Laplace equation on square

Problem

Find harmonic function $u(x,y)$ on domain $\Omega=(0,1/2)\times(0,1/2)$ such that:

$u(x,0)=x$ ... $x \in (0,1/2)$

$u(1/2,y)=1/2-2y^2$ ... $y\in (0,1/2)$

$u(x,1/2)=0$ ... $x \in (0,1/2)$

$u(0,y)=0$ ... $y \in (0,1/2)$

Hint: First find harmonic polynomial $F(x,y)$ such that harmonic function $v(x,y)=u(x,y)-F(x,y)$ is zero in the corners of the square. Then use Fourier method.

Solution atempt:

I did the easy part and found $F(x,y)=x-2xy$ but now I have

$\Delta v(x,y)=0$

$v(x,0)=0$ ... $x \in (0,1/2)$

$v(1/2,y)=-2y^2+y$ ... $y\in (0,1/2)$

$v(x,1/2)=0$ ... $x \in (0,1/2)$

$v(0,y)=0$ ... $y \in (0,1/2)$

I guess I have to solve it and then just write: $u(x,y)=v(x,y)+F(x,y)$

Hypothetical solution

What can be meant by Fourier method?< In other examples it meant using Fourier transform on whole equation, solving algebraic equation and using inverse Fourier transform.

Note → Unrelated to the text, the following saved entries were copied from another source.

PR #724, opened 2023-03-21
Add matplotlib arxiv workflow

jrbourbeau:
This PR adds a new representative workflow for an embarrassing parallel computation. Based on https://www.coiled.io/blog/how-popular-is-matplotlib.


cluster_kwargs.yaml
```diff
@@ -31,6 +31,12 @@ parquet_cluster:
   n_workers: 15
   worker_vm_types: [m5.xlarge]  # 4 CPU, 16 GiB
 
+# For tests/workflows/test_embarrassingly_parallel.py
+embarrassingly_parallel_cluster:
+  n_workers: 100
+  backend_options:
```
ncclementi, line 37: Is there a reason we are not specifying the VM types here? Using the default t3 will cause a lot of volatility in the times and trigger regressions. I'd recommend using `m6i.xlarge` and that will take ~4 min total

tests/conftest.py
```diff
@@ -530,6 +530,7 @@ def s3():
     return s3fs.S3FileSystem(
         key=os.environ.get("AWS_ACCESS_KEY_ID"),
         secret=os.environ.get("AWS_SECRET_ACCESS_KEY"),
+        requester_pays=True,
```
ncclementi, line 533: How does this affect the tests that do not require this?

cluster_kwargs.yaml
jrbourbeau: I want this to be representative of what a naive user might do. My current thinking is that they'll just use the default worker specification. Though maybe you or someone else have a different perspective. Definitely open to thoughts from others

tests/conftest.py
jrbourbeau: My guess is we'll pay for more transfer fees (https://s3fs.readthedocs.io/en/latest/#requester-pays-buckets) -- though this is probably already happening for datasets in the Coiled AWS account. Some public datasets require us to specify `requester_pays=True`. We didn't have a mechanism for passing `s3fs` options through, so I just hard coded it. cc @ntabris for thoughts on if this is problematic

ntabris: not sure if it's problematic. this feels like something that would make sense to have configurable per-test though, right? (that feels to me like the easier way of making sure it isn't more problematic, but of course, it would be someone else doing that work so of course it feels easier to me.)

ncclementi: I agree with Nat, the only test that needs `requester_pays` is the one you are adding here.

cluster_kwargs.yaml
ncclementi: It makes sense, although this will likely cause regression detections. I was able to see a difference of double the time between a run that Mat did and one I did with the defaults. 
Maybe @ntabris has some opinions on this?

ncclementi:
> Hmm we're getting `PermissionError: Access Denied` errors when running `test_embarassingly_parallel` here. I can run this example successfully on my laptop when using the `oss` Coiled AWS account. @ncclementi any ideas on what I might be doing wrong here?

Can you point me to the error? I can't find it in the previous CI runs. The only thing that comes to my head is how the `request_pays=True` is passed through to the cluster, maybe something wrong with that?

The other thing you can try locally is using the credentials of the bot and see if you can replicate it lcoally, they are on onepassword in the dask-eng vault.

jrbourbeau:
https://github.com/coiled/coiled-runtime/actions/runs/4475231686/jobs/7864609830 has the permissions error 

> he only thing that comes to my head is how the request_pays=True is passed through to the cluster, maybe something wrong with that?

I agree that seems like the place where things should be going wrong, but given I can run this test successfully locally, it makes me think it's more a credentials issue and `request_pays=` is being passed off appropriately 

> The other thing you can try locally is using the credentials of the bot and see if you can replicate it lcoally, they are on onepassword in the dask-eng vault.

Good idea. I need to do a few things to access onepassword on my machine. You mind trying out using the bot credentials? We could screenshare for 5 minutes to see if we can reproduce

tests/conftest.py
jrbourbeau: I've added a new `s3_factory` fixture for creating non-default `S3FileSystem` instances. Note it's function scoped instead of session scoped like the existing `s3` fixture (changing `s3` to be function scoped breaks other fixtures where `s3` is currently used)

tests/conftest.py
```diff
@@ -526,11 +526,17 @@ def s3_storage_options():
 
 
 @pytest.fixture(scope="session")
-def s3():
-    return s3fs.S3FileSystem(
-        key=os.environ.get("AWS_ACCESS_KEY_ID"),
-        secret=os.environ.get("AWS_SECRET_ACCESS_KEY"),
-    )
+def s3(s3_storage_options):
+    return s3fs.S3FileSystem(**s3_storage_options)
```
jrbourbeau, line 530: Note this change is just cosmetic. We define `key` / `secret` above in `s3_storage_options` and then do the same thing here again. This change just reuses `s3_storage_options` instead of grabbing the environment variables again. Should be okay as both fixtures are session scoped

jrbourbeau:
Alright, it looks like has fixed the permissions issue -- restarting those failing CI builds...

jrbourbeau:
cc @douglasdavis since we were talking about this example offline

cluster_kwargs.yaml
```diff
@@ -31,6 +31,12 @@ parquet_cluster:
   n_workers: 15
   worker_vm_types: [m5.xlarge]  # 4 CPU, 16 GiB
 
+# For tests/workflows/test_embarrassingly_parallel.py
+embarrassingly_parallel_cluster:
+  n_workers: 100
```
fjetter, line 36: I am slightly concerned about cost and CI runtime. 
Looking at the cluster, this uses up about 50-100 credits and I believe this one job runs for 10-20min.
I don't think this should run on every commit.

tests/workflows/test_embarrassingly_parallel.py
```diff
@@ -0,0 +1,89 @@
...
+        client.wait_for_workers(n_workers)
+        client.restart()
+        with upload_cluster_dump(client), benchmark_all(client):
+            yield client
+
+
+def test_embarassingly_parallel(embarrassingly_parallel_client, s3_factory):
+    # How popular is matplotlib?
+    s3 = s3_factory(requester_pays=True)
+    directories = s3.ls("s3://arxiv/pdf")
```
fjetter, line 45: IIUC we'll just let this run on everything that's there. I don't think this is necessary and considering that every month a new directory pops up this would also increase our runtime every month which is bad for a benchmark

cluster_kwargs.yaml
mrocklin: We should probably separate the real-world benchmarks from the artificial ones, and then only run the real-world ones (probably they're larger in general) on-demand ?

fjetter: it should be easy to do, this is all pytest stuff so we can use markers, paths, etc.

I'm fine with running on-demand and maybe once per week or release

ncclementi: For the record, the cost is about $1-3 bucks per run when using the t3 instances the times are in the order of 5-10 min. I suggested using m6i instances which get a more consistent time usage ~4min every time, but James mentioned he wanted to use the default t3s. For some info on cost and times, you can see this comment from Sarah who run this workflow multiple times for the arm vs intel comparison. 
https://github.com/coiled/platform/issues/645#issuecomment-1459019060

tests/workflows/test_embarrassingly_parallel.py
ncclementi: What if we make a copy of that into our own bucket, like a snapshot in time, and that way we also avoid the whole `request_payer` situation?

cluster_kwargs.yaml
jrbourbeau: I've updated things so that workflows (i.e. all tests in the `tests/workflows/` directory) are only run when requested and on the nightly cron job. Locally you can request workflows be run by adding the `--run-workflows` flag to your `pytest ...` command, and on PRs you can request workflows be run by adding the `workflows` label

tests/workflows/test_embarrassingly_parallel.py
jrbourbeau: 1991 corresponds to the beginning of the dataset. I think we want to analyze the full dataset (up to some time cutoff so we have a consistent data volume). The 2004/2005 lower bound you're referencing is just for visualization purposes. If you look at the full notebook https://github.com/mrocklin/arxiv-matplotlib/blob/main/arxiv-aws.ipynb you'll see an earlier plot that does back to 1991

ncclementi: What I meant to say is that the curve is pretty flat at the beginning and probably including less data for those years would save us some money, if we are running this once a day that is a cost of ~$2 * 365 = ~$730 a year for this workflow only.

jrbourbeau: Ah, I see what you mean. In general, I agree with this sentiment. Though in this particular case, there's not much data before 2004. Comparing back to back runs on 1991-2022 data and 2004-2022 data, I saw a rough price difference of ~$1.66 and ~$1.74, respectively.

Thinking about it more, extending down into the 90s actually has some value as it let's us confirm that the `filename_to_date` utility is working as expected. I've added a few light validation `assert`s to the end of this test. 

We can always revisit the subset of data we use here and frequency we run the workflows in the future if we want to do some price optimization

jrbourbeau: Just checking in @ncclementi does ^ seem reasonable to you?

ncclementi: This makes sense, thanks @jrbourbeau 
That was my last comment, I think this is good to go!

ncclementi (approved):
LGTM! Thank you @jrbourbeau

The method with Fourier transform can be used to find "fundamental solution" meaning solution of equation $\Delta e(x,y)=0, y>0, e(x,0)=\delta(x)$ the fundamental solution is: $$e(x,y)=\frac{y}{\pi}\frac{1}{x^2+y^2}$$ Other solutions on the same domain are obtained by convolution with boundary condition. If the domain is different we use function which transforms the domain. I don't see any Fourier transform here. Maybe the Fourier method means using Fourier series of boundary condition which of course only works for periodic functions. I should probably somehow transfer the square $\Omega=(0,1/2)\times(0,1/2)$ to half plane ${\mathbb R}\times(0,\infty)$ and make the boundary condition periodic. Then make Fourier series and it might work.

Question

Does "Fourier method" mean using Fourier series? What holomorphic function can I use to transfer square to a half plane?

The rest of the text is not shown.